Exercise description
Pick out all lines of the entries that include the word "IceInternal" and copy them.

-- Opening Marker --

PR #4845, opened 2026-01-07
Remove Incorrect 'virtual' Modifiers

### LINKED ISSUE #4846: Incorrect `virtual` Modifiers Applied to Logically `final` Functions
There are at least 2 classes which are final, but declare `virtual` functions.
This is at best useless, since nothing can ever override these functions.

We should remove/replace these incorrect modifiers where present.

InsertCreativityHere:
This PR fixes #4846.

### DIFF
--- a/cpp/src/IceBT/AcceptorI.cpp
+++ b/cpp/src/IceBT/AcceptorI.cpp
@@ -19,7 +19,7 @@ using namespace IceBT;
 
 namespace
 {
-    class ProfileCallbackI : public ProfileCallback
+    class ProfileCallbackI final : public ProfileCallback
     {
     public:
         ProfileCallbackI(AcceptorIPtr acceptor) : _acceptor(std::move(acceptor)) {}


cpp/src/Ice/ConnectionFactory.h
```diff
@@ -88,11 +88,11 @@ namespace IceInternal
                 std::function<void(Ice::ConnectionIPtr, bool)>,
                 std::function<void(std::exception_ptr)>);
```
InsertCreativityHere, line 90: This class is `final` and doesn't meaningfully inherit from anything:
```
class ConnectCallback final : public std::enable_shared_from_this<ConnectCallback>
```

cpp/test/Ice/operations/BatchOneways.cpp
```diff
@@ -18,7 +18,7 @@ namespace
     public:
         BatchRequestInterceptorI() = default;
```
InsertCreativityHere, line 20: This class is `final` and has no superclasses:
```
class BatchRequestInterceptorI final
```

cpp/src/Ice/ConnectionFactory.h
```diff
@@ -193,8 +193,8 @@ namespace IceInternal
         //
 
 #if defined(ICE_USE_IOCP)
```
InsertCreativityHere, line 195: This class is `final`, but inherits from `EventHandler`:
```
class IncomingConnectionFactory final : public EventHandler
```

cpp/src/IceBT/AcceptorI.cpp
```diff
@@ -19,7 +19,7 @@ using namespace IceBT;
 
 namespace
 {
-    class ProfileCallbackI : public ProfileCallback
+    class ProfileCallbackI final : public ProfileCallback
```
InsertCreativityHere, line 22: This is somewhat unrelated to the other changes, but should fix this warning:
```
/usr/lib/llvm-21/bin/../include/c++/v1/__memory/construct_at.h:61:3: error:
      destructor called on non-final '(anonymous namespace)::ProfileCallbackI' that has virtual functions
      but non-virtual destructor [-Werror,-Wdelete-non-abstract-non-virtual-dtor]
   61 |   __loc->~_Tp();
      |   ^
```

cpp/src/Ice/ConnectionFactory.h
bernardnormier: There is a high likelihood that these virtual functions should be marked final (and not virtual). Not nothing.

cpp/test/Ice/operations/BatchOneways.cpp
bernardnormier: should be final or override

-- Closing Marker --

Result
@@ -88,11 +88,11 @@ namespace IceInternal
@@ -193,8 +193,8 @@ namespace IceInternal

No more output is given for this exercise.